- What you need to do: In the material below, find every line with "port" and pull it out.
------------
PR #813, opened 2025-06-23
port issue fix

RithanyaDineshbhalaji-27:
fixed some prompt template and change of port

### DIFF
--- a/frontend/package.json
+++ b/frontend/package.json
@@ -3,9 +3,9 @@
   "version": "0.1.0",
   "private": true,
   "scripts": {
-    "dev": "next dev",
+    "dev": "next dev -p 3005",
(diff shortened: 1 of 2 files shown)


frontend/package.json
```diff
@@ -3,9 +3,9 @@
   "version": "0.1.0",
   "private": true,
   "scripts": {
-    "dev": "next dev",
+    "dev": "next dev -p 3005",
     "build": "next build",
-    "start": "next start",
+    "start": "next start -p 3005 ",
```
mateonunez, line 8: The default port of Next.js is `3000`. If you have local different requirements you can just set the `PORT` environment variable. What's the scope to change the default port?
------------
- Solution to this task:
port issue fix
fixed some prompt template and change of port
mateonunez, line 8: The default port of Next.js is `3000`. If you have local different requirements you can just set the `PORT` environment variable. What's the scope to change the default port?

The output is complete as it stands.